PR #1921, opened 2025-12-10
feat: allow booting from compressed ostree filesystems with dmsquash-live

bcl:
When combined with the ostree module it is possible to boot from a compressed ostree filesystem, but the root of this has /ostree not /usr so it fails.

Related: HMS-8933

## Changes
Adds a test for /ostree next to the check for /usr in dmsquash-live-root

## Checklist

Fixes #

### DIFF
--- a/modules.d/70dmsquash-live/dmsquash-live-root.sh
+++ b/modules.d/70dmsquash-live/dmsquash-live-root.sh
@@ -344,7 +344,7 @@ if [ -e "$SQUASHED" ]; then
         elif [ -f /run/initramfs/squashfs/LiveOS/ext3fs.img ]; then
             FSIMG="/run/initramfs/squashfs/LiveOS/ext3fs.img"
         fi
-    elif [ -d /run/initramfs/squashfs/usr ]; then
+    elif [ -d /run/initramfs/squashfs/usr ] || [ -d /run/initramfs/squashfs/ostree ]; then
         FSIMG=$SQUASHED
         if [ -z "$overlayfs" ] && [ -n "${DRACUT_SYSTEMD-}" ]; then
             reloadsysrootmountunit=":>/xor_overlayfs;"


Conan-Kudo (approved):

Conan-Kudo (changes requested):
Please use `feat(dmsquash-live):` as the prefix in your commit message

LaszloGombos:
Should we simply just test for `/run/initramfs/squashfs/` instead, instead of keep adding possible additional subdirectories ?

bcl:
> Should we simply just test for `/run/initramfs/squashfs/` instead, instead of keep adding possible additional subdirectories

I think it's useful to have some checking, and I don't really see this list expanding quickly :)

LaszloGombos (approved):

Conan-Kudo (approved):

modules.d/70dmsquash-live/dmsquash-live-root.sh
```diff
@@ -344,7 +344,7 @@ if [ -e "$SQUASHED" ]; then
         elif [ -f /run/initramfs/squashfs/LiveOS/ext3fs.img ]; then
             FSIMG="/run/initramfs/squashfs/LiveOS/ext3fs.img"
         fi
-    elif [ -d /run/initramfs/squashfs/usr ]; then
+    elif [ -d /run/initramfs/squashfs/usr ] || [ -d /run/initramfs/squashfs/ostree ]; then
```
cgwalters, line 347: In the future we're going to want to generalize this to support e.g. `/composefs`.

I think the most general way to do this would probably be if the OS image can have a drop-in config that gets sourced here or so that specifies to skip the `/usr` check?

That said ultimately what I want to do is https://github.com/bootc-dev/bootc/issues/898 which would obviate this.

_TASK PROMPT_: Your reply should hold all the entries, each repeated without a single change.

_EXPECTED ANSWER_:
PR #1921, opened 2025-12-10
feat: allow booting from compressed ostree filesystems with dmsquash-live

bcl:
When combined with the ostree module it is possible to boot from a compressed ostree filesystem, but the root of this has /ostree not /usr so it fails.

Related: HMS-8933

## Changes
Adds a test for /ostree next to the check for /usr in dmsquash-live-root

## Checklist

Fixes #

### DIFF
--- a/modules.d/70dmsquash-live/dmsquash-live-root.sh
+++ b/modules.d/70dmsquash-live/dmsquash-live-root.sh
@@ -344,7 +344,7 @@ if [ -e "$SQUASHED" ]; then
         elif [ -f /run/initramfs/squashfs/LiveOS/ext3fs.img ]; then
             FSIMG="/run/initramfs/squashfs/LiveOS/ext3fs.img"
         fi
-    elif [ -d /run/initramfs/squashfs/usr ]; then
+    elif [ -d /run/initramfs/squashfs/usr ] || [ -d /run/initramfs/squashfs/ostree ]; then
         FSIMG=$SQUASHED
         if [ -z "$overlayfs" ] && [ -n "${DRACUT_SYSTEMD-}" ]; then
             reloadsysrootmountunit=":>/xor_overlayfs;"


Conan-Kudo (approved):

Conan-Kudo (changes requested):
Please use `feat(dmsquash-live):` as the prefix in your commit message

LaszloGombos:
Should we simply just test for `/run/initramfs/squashfs/` instead, instead of keep adding possible additional subdirectories ?

bcl:
> Should we simply just test for `/run/initramfs/squashfs/` instead, instead of keep adding possible additional subdirectories

I think it's useful to have some checking, and I don't really see this list expanding quickly :)

LaszloGombos (approved):

Conan-Kudo (approved):

modules.d/70dmsquash-live/dmsquash-live-root.sh
```diff
@@ -344,7 +344,7 @@ if [ -e "$SQUASHED" ]; then
         elif [ -f /run/initramfs/squashfs/LiveOS/ext3fs.img ]; then
             FSIMG="/run/initramfs/squashfs/LiveOS/ext3fs.img"
         fi
-    elif [ -d /run/initramfs/squashfs/usr ]; then
+    elif [ -d /run/initramfs/squashfs/usr ] || [ -d /run/initramfs/squashfs/ostree ]; then
```
cgwalters, line 347: In the future we're going to want to generalize this to support e.g. `/composefs`.

I think the most general way to do this would probably be if the OS image can have a drop-in config that gets sourced here or so that specifies to skip the `/usr` check?

That said ultimately what I want to do is https://github.com/bootc-dev/bootc/issues/898 which would obviate this.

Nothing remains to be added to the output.